I'm sure I'll be back with something silly tomorrow!
GETTING TO THE POINT
By Anna Quindlen
Oh, I loved having babies. The smell, the feel, the … well, I liked the stupidity of them. The way they grabbed their own feet and then looked perplexed at the fact that they somehow felt it in their bodies. The way they’d be entranced by sunlight or ringing phones or the thrum of the dishwasher. There’s a popular YouTube video that shows a baby in near-hysterical laughter because someone is tearing up a piece of paper. That’s babies all over. Why paper? Why tearing? Who knows?
And toddlers — they were great, too. The way they would march across the lawn once they acquired motor skills, then run back to the shelter of mom legs, then sally forth again. The way they would mangle their words and chew their consonants and name things obsessively: Hot dog. Big bird. Good boy. The way they would dress themselves and then wind up looking as though they’d done so in the dark, color-blind. The way they would catch you if you tried to skip a sentence or two in a beloved book: “That’s not right!” They had such a strong sense of fairness and no filter at all. “That man is fat!” they would say, then be perplexed by the notion that there was anything wrong about that.
I loved having elementary school kids, holding their pencils like etching tools as they worked out a subtraction problem on lined paper, their faces scrunched. It was great how they would work out more complex matters, too, realize that one of their classmates was not now nor was ever going to be a good person, understand that when they hurt someone else they might also wind up hurting themselves. You could read human progress through the tears. The tears of a baby are often a reflex, for a toddler almost always the fruit of frustration or fatigue. The tears of a child begin to be the tears of knowledge. The older heart is more breakable.

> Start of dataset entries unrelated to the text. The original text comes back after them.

PR #3128, opened 2026-03-24
Fix startup-config cross-pollution in XRd, cEOS, VyOS, and c8000 nodes

micyen:
Problem
Nodes with global cfgTemplate variables (XRd, cEOS, VyOS, c8000) were overwriting the shared template when startup-config was provided, causing configuration cross-pollution between nodes in the same lab. For example, if xrd1 had a startup-config provided, it would affect xrd2's auto provisioned config (without startup-config provided).

Root Cause
Package-level cfgTemplate (populated via //go:embed) was being mutated directly: cfgTemplate = string(c) when reading user-provided startup files.

Solution
Use local template copies in config generation functions:

currentCfgTemplate := cfgTemplate (copy global)
If startup-config provided, assign to local currentCfgTemplate
Pass local to GenerateConfig()
This prevents global state mutation while preserving per-node customization.

Changes
XRd: Fixed in createXRDFiles() with local copy and comment
cEOS/VyOS/c8000: Applied same pattern in respective config functions

Testing
XRd: Manually verified with topology containing xrd1 (with startup-config) and xrd2 (without); configs isolated correctly
Other nodes: Pattern applied but not tested

### DIFF
--- a/nodes/c8000/c8000.go
+++ b/nodes/c8000/c8000.go
@@ -107,15 +107,17 @@ func (n *c8000) create8000Files(_ context.Context) error {
 	nodeCfg.MgmtIPv6Gateway = n.Runtime.Mgmt().IPv6Gw
 
 	// use startup config file provided by a user
+	// make copy of template to prevent provided startup config from mutating shared package template value
+	currentCfgTemplate := cfgTemplate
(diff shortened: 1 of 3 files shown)


hellt:
Good catch. Thank you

Which brings us to teenagers. Ah. This is where I am supposed to admit defeat, but I just can’t. As hard as it was, as challenging as they could be, I really liked having teenagers. Some of that was about me, not them; I can’t really remember what it was like to be a little kid, but I remember very well what it was like to be a teenager. So when one of them would blow an assignment or a curfew, say something stinging or thoughtless, I would usually think: I would have done that, or, sometimes, I did. Besides, the smarts and the cool helped make up for it. I know about music and movies and slang I never would have known about otherwise. The house was full of snap crackle and pop. There were always kids at the dining room table, and if the dishes sometimes didn’t get done — well, I definitely remembered having left dirty dishes in the sink, too.

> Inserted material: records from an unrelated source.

PR #3133, opened 2026-03-24
fix: prevent nil dereference panics in destroy, netconf, and sros

Aprazor:
## Summary

Three nil/bounds-check fixes that prevent panics:

- `core/destroy.go`: `cont.Names[0]` was accessed without checking `len(cont.Names)`. Orphaned or stopped containers under Podman can have empty names, causing `clab destroy` to panic rather than skip or warn.
- `netconf/netconf.go`: `r.Input` and `r.Failed` were accessed before checking the operation error `e`. If `operation(d)` returns a nil `r` along with a transport error (connection reset, timeout), this panics. Fixed the check order so the error is returned first.
- `nodes/sros/sros.go`: `calcComponentFqdn` sliced `n.Cfg.Fqdn[:fqdnDotIndex]` where `fqdnDotIndex` comes from `strings.Index`, which returns `-1` when `.` is not found. A short hostname without a domain suffix causes an index out of range panic during distributed SR-SIM deployment.

## Testing

- `go vet ./core/... ./netconf/... ./nodes/sros/...` — clean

I don’t have babies anymore, or kids, or teenagers. I have adults, with their own dishes and their own sinks — and, I suspect, their own sinks of dirty dishes. The house is not always full of snap crackle and pop. But here’s my bottom line on this continuum for any woman bemused or becalmed or bedeviled by any part of it: it just keeps getting better.

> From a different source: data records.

PR #3135, opened 2026-03-25
Feature/annotations endpoint for UI persistance

ldrozdz93:
## Notes

This is a draft PR to gather feedback from maintainers. A companion React-based UI that consumes this API exists but is not part of this PR — the endpoints are useful independently for any custom frontend or tooling.

Code will be thoroughly reviewed and improved before the PR is marked ready for review.

## Summary

Add `GET/POST /api/v1/annotations` endpoints to the `clab graph` HTTP server that persist node position data to `.clab-topo-editor.json` next to the topology file.

This enables interactive graph UI frontends to save and restore node positions across browser sessions — for example after dragging nodes into a preferred layout, positions survive a page refresh.

The file format is intentionally compatible with the [VSCode containerlab extension](https://github.com/srl-labs/vscode-containerlab)'s `topoViewer` position storage:

```json
{
  "nodeAnnotations": [
    { "id": "srl1", "position": { "x": 100, "y": 200 } }
  ]
}
```

## API

- `GET /api/v1/annotations` — returns saved positions, or `{"nodeAnnotations":[]}` if the file doesn't exist
- `POST /api/v1/annotations` — writes the request body JSON to `.clab-topo-editor.json`

### DIFF
--- a/core/graph.go
+++ b/core/graph.go
@@ -7,6 +7,7 @@ package core
 import (
 	"context"
 	"embed"
+	"encoding/json"
 	"fmt"
 	"html/template"
 	"io"
@@ -15,6 +16,7 @@ import (
 	"os"
 	"os/exec"
 	"os/signal"
+	"path/filepath"
 	"strings"
 	"syscall"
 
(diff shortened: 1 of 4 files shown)


ldrozdz93:
@hellt could you please take a look? I'd like to know if the community would be interested in this change. If yes, then I would put more work into it.

hellt:
I think @FloSch62 planned to have a standalone web app (outside of the vsc extension) that seems to be doing what you have in mind. I will let Florian to comment further when he is back from his business trip

core/graph.go
```diff
@@ -333,6 +335,45 @@ func (c *CLab) ServeTopoGraph(tmpl, staticDir, srv string, topoD TopoData) error
...
+
+				return
+			}
+
+			w.WriteHeader(http.StatusOK)
+
+		default:
+			http.Error(w, "Method not allowed", http.StatusMethodNotAllowed)
+		}
+	})
```
hellt, line 375: clab doesn't have an embedded api server; the rest api for clab is in https://github.com/srl-labs/clab-api-server

ldrozdz93: @hellt thanks, I'll follow this feedback once I have a confirmation that this direction is acceptable.

ldrozdz93:
Thanks @hellt. In this case, I'll wait for @FloSch62 to get his feedback.

FloSch62:
Hi @ldrozdz93, 

I think I would not like to add api endpoints to the graph command as it's only used to serve the html based graph. I am currently working on a standalone version for the vscode ui which will use the clab-api-server. So I think this is the way to go for any frontend.

hellt:
I suppose the outcome is that this best to be handled outside of clab's core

Oh, don’t mistake me: I still miss breastfeeding, and having someone holding my hand when we cross the street, and high voices in sleepy conversation over the baby monitor from the bedroom. I miss laying down the law, enforcing arbitrary rules, having some modicum of control.
The old arsenic hours were when the homework was done and the squabbling began and there was still an hour until baths and bed. (Once, I remember, I lied and said it was 8 p.m. at 6:45 just to get them out of my hair. Note to the mothers of young kids: don’t buy digital clocks.) The new arsenic hours are when I’ve knocked off work for the day in an empty house and have a cup of herbal tea and an hour of whatever’s on the DVR before my husband shows up for dinner. Occasionally, if the universe is feeling merciful, I will hear the dogs bark as the door downstairs opens, and a voice will call, “Mom?” And my heart sings.
I regret being pinkslipped from my 24/7 Mom job, although there were times over the years when I thought the inexorability of it would kill me. But it’s hard to imagine anything better than right now: the family dinner with the five of us, all talking about politics, books, work, friends, and one another. It’s hard to imagine anything better than three smart and insightful people who live in the same city we do, who make me remember that there was a point to the whole exercise, and the point was this.
I couldn’t wish for more than that. Except for grandchildren, of course. But that’s another story for another time.
Excerpted from The New York Times.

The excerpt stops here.